AUTHOR=Luo Qiushi , Zhu Hongling , Zhu Jiabing , Li Yi , Yu Yang , Lei Lei , Lin Fan , Zhou Minghe , Cui Longyan , Zhu Tao , Li Xuefei , Zuo Huakun , Yang Xiaoyun TITLE=Artificial intelligence-enabled 8-lead ECG detection of atrial septal defect among adults: a novel diagnostic tool JOURNAL=Frontiers in Cardiovascular Medicine VOLUME=10 YEAR=2023 URL=https://www.frontiersin.org/journals/cardiovascular-medicine/articles/10.3389/fcvm.2023.1279324 DOI=10.3389/fcvm.2023.1279324 ISSN=2297-055X ABSTRACT=Background

Patients with atrial septal defect (ASD) exhibit distinctive electrocardiogram (ECG) patterns.
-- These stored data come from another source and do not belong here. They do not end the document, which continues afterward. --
PR #2663, opened 2026-08-24
Article: Your Search Defaults Are Wrong (draft)

jkupchanko:
## **[PREVIEW](https://deploy-preview-2663--condescending-goldwasser-91acf0.netlify.app/articles/keyword-search-in-qdrant/)**

Draft article on configuring keyword search in Qdrant, plus three figures.

Marked `draft: true`, so it will not publish. Opening it here so it is reviewable and tracked in the normal place rather than as a shared asset.

**What it covers.** Four decisions a developer actually faces: tuning BM25, exact terms and phrases, non-Latin and accented text, and whether to add a sparse vector at all. Each one ends with when to use it, when to skip it, and how to check on your own data.

**Measurements behind it** live in the private `qdrant-keyword-guide` repo: 138 runs across five BEIR corpora, three sparse methods and two dense models, with 76 paired significance tests.

**Still outstanding**

- Hero and preview images are placeholders. @kanungle generates the real ones, so please treat the current set as stand-ins.
- The title's last word is meant to carry the accent colour. Hugo escapes markup in frontmatter titles, so that needs `| safeHTML` on the article title in the shared template. Happy to drop the idea if it is not wanted.
- A few measured figures use `.text-success` and `.text-danger` in a table, and the guidance labels are bold. That is existing Bootstrap rather than new CSS, but inline classes in article markdown is a precedent worth a second opinion.
- Timing: I understand publication is waiting on v1.20. Worth noting the fuzzy matching tracking issue is still open with the public API work unstarted and both implementation PRs unmerged, so that may be worth confirming.

Review comments welcome on anything, including cutting sections. It has already been through several rounds and is shorter for it.


kanungle:
thanks. will review. put the PREVIEW link in first comment please. i did it this time around

kanungle:
This needs a bit of work / expansion on sparse embeddings, but adding @mrscoopers and @KShivendu to take a look for now

jkupchanko:
**Preview:** https://deploy-preview-2663--condescending-goldwasser-91acf0.netlify.app/articles/keyword-search-in-qdrant/

Pushed an update. Still a draft.

Expanded the sparse embeddings part you asked for: what BM25, SPLADE, and miniCOIL each actually do, and a table comparing them across all five corpora.

Fixed three wrong claims, cut 210 words, resized the cover art to match the other articles.

Need two things from you: the hero images, and whether v1.20 is still the gate.

kanungle:
Let's discuss in our 1:1 tomorrow. Overall this looks like an explainer for how full text search and keyword search works, which is for documentation. What I'm looking for is a convincing analysis for why sparse neural retrievers (maybe combined with fts) beats or compares well to traditional keyword search

jkupchanko:
**Preview:** https://deploy-preview-2663--condescending-goldwasser-91acf0.netlify.app/articles/keyword-search-in-qdrant/

Reworked the whole thing from scratch.

New structure, eight new diagrams.

Please review when you get time.

kanungle:
positioning is off (so are diagram styles). see my slack messages

jkupchanko:
**PREVIEW:** https://deploy-preview-2663--condescending-goldwasser-91acf0.netlify.app/articles/keyword-search-in-qdrant/

Went through your feedback and rebuilt it around developer decisions, and around what Qdrant actually gives you for each one.

**Focus:** what to use and when

**Configuration:** what to set in Qdrant

**Measurement:** what to validate yourself

**Benchmarks:** support the guidance, they don't lead it

**Every section:** problem → choice → configuration → takeaway

KShivendu:
I hold strong opinions so feel free to disagree.

I don't like claude's language. It somehow makes my brain hurt to read. You may ask OpenAI models to suggest improvements - explicitly ask it to make it more natural for humans to read. And do further changes from your side. You may use examples to explain concepts better. 

For example, 
> A customer types a part number, and a dense-only system returns things that mean roughly that: related, reasonable, not the part. Qdrant matches the words themselves on two surfaces beside your dense vector, a payload text index that filters and a sparse vector that ranks, and you configure each one separately. Here is what to switch on for four common keyword workloads, what our measurements settled, and what only your own data can settle.

This could look like this:
> A customer types "SKF 6205-2RS bearing", but a dense retrieval only system can search similar or related parts but miss the exact product the customer is looking for. Qdrant gives you two ways to match the actual words alongside your dense vector: a payload text index for filtering and a sparse vector for ranking. You can configure each one independently. In this article, we'll discuss how to handle four common keyword-search workloads, what our measurements found, and what you’ll should to configure based on your own data to make the best out of Qdrant.

This is just example. But I think the whole blog needs to keep this in mind. Same applies for section titles.

kanungle (changes requested):
Thanks for the hard work. I think it's more holistic now. However, i think all of this can be learned from ChatGPT directly though. It doesn't surface anything new/insightful, unfortunately

I also agree with @KShivendu that claude-ish is a terrible language

jkupchanko:
PREVIEW: https://deploy-preview-2663--condescending-goldwasser-91acf0.netlify.app/articles/keyword-search-in-qdrant/

@kanungle @KShivendu

Rewrote the whole thing in my own words. Same findings and same guidance, nothing dropped, just written by me this time.

Fixed the issues too: numbers, code, sources, diagrams.

kanungle:
As discussed last week, let's sync with Jenny and Dylan and change the approach / outcomes of this article goals

mrscoopers:
@kanungle should I read? You told me to wait until John polishes it, to not review something that might be gone:)

kanungle:
@mrscoopers no this is on hold right now. I would like you, John, and Dylan to discuss a full, compelling article on FTS and sparse embeddings, especially considering the FTS features on the roadmap. Timing-wise, I'd be totally cool with the final article going out in end of October

PR #2674, opened 2026-08-27
Apply the quote component to Deutsche Telekom, Voiceflow and Pathwork

KShivendu:
Follows #2648. Three more case studies get the quote component — nine cards, all verbatim.

| Case study | Cards | Marked out |
|---|---|---|
| Deutsche Telekom | 4 | "I looked at Qdrant and immediately loved the simplicity, Rust-based efficiency, and memory management capabilities. These guys knew what they were doing." |
| Voiceflow | 2 | "We started with Pinecone but eventually switched to Qdrant." |
| Pathwork | 3 | "We landed on Qdrant after extensive trial and error… Qdrant's support felt like having an additional principal engineer on our team." |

However, ASD cannot be diagnosed solely based on these differences. Artificial intelligence (AI) has been widely used for specifically diagnosing cardiovascular diseases other than arrhythmia. Our study aimed to develop an artificial intelligence-enabled 8-lead ECG to detect ASD among adults.

Method

In this study, our AI model was trained and validated using 526 ECGs from patients with ASD and 2,124 ECGs from a control group with a normal cardiac structure in our hospital. External testing was conducted at Wuhan Central Hospital, involving 50 ECGs from the ASD group and 46 ECGs from the normal group. The model was based on a convolutional neural network (CNN) with a residual network to classify 8-lead ECG data into either the ASD or normal group. We employed a 10-fold cross-validation approach.

Results

Statistically significant differences (p < 0.05) were observed in the cited ECG features between the ASD and normal groups. Our AI model performed well in identifying ECGs in both the ASD group [accuracy of 0.97, precision of 0.90, recall of 0.97, specificity of 0.97, F1 score of 0.93, and area under the curve (AUC) of 0.99] and the normal group within the training and validation datasets from our hospital. Furthermore, these corresponding indices performed impressively in the external test data set with the accuracy of 0.82, precision of 0.90, recall of 0.74, specificity of 0.91, F1 score of 0.81 and the AUC of 0.87. And the series of experiments of subgroups to discuss specific clinic situations associated to this issue was remarkable as well.

Conclusion

An ECG-based detection of ASD using an artificial intelligence algorithm can be achieved with high diagnostic performance, and it shows great clinical promise. Our research on AI-enabled 8-lead ECG detection of ASD in adults is expected to provide robust references for early detection of ASD, healthy pregnancies, and related decision-making. A lower number of leads is also more favorable for the application of portable devices, which it is expected that this technology will bring significant economic and societal benefits.